Data-driven adjustments for combined use of NGA-East hard-rock ground motion and site amplification models

Abstract

Model development in the Next Generation Attenuation-East (NGA-East) project included two components developed concurrently and independently: (1) earthquake ground-motion models (GMMs) that predict the median and aleatory variability of various intensity measures conditioned on magnitude and distance, derived for a reference hard-rock site condition with an average shear-wave velocity in the upper 30 m ( VS30) = 3000 m/s; and (2) a site amplification model that modifies intensity measures for softer site conditions. We investigate whether these models, when used in tandem, are compatible with ground-motion recordings in central and eastern North America (CENA) using an expanded version of the NGA-East database that includes new events from November 2011 (end date of NGA-East data curation) to April 2022. Following this expansion, the data set has 187 events, 2096 sites, and 16,272 three-component recordings, although the magnitude range remains limited (∼4 to 5.8). We compute residuals using 17 NGA-East GMMs and three data selection criteria that reflect within-CENA regional variations in ground-motion attributes.

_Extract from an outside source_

PR #2137, opened 2026-07-01
Feat: 💬 chat falls back to message/send for non-streaming agents

moonlight16:
## Summary

`kagenti chat` unconditionally called the agent's `message/stream` A2A method. Agents that declare `AgentCapabilities.streaming=false` in their agent card correctly reject this and return "Streaming is not supported by the agent" — the CLI silently swallowed the error and returned no output.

Mixed-effects regression of the residuals reveals a persistent pattern in which ground motions are overpredicted at short periods (0.01–0.6 s, including peak ground acceleration (PGA)) and underpredicted at longer periods. These misfits are regionally variable, with the Texas–Oklahoma–Kansas region having larger absolute misfits than other parts of CENA. Two factors potentially influencing these misfits are (1) differences in the site amplification models used to adjust the data to the reference condition during NGA-East GMM development relative to CENA amplification models applied since the 2018 National Seismic Hazard Model (NSHM), and (2) potential bias in simulation-based factors used to adjust ground motions from the hard-rock reference condition to a VS30 = 760 m/s condition. We provide adjustment factors and their epistemic uncertainties and discuss implications for applications.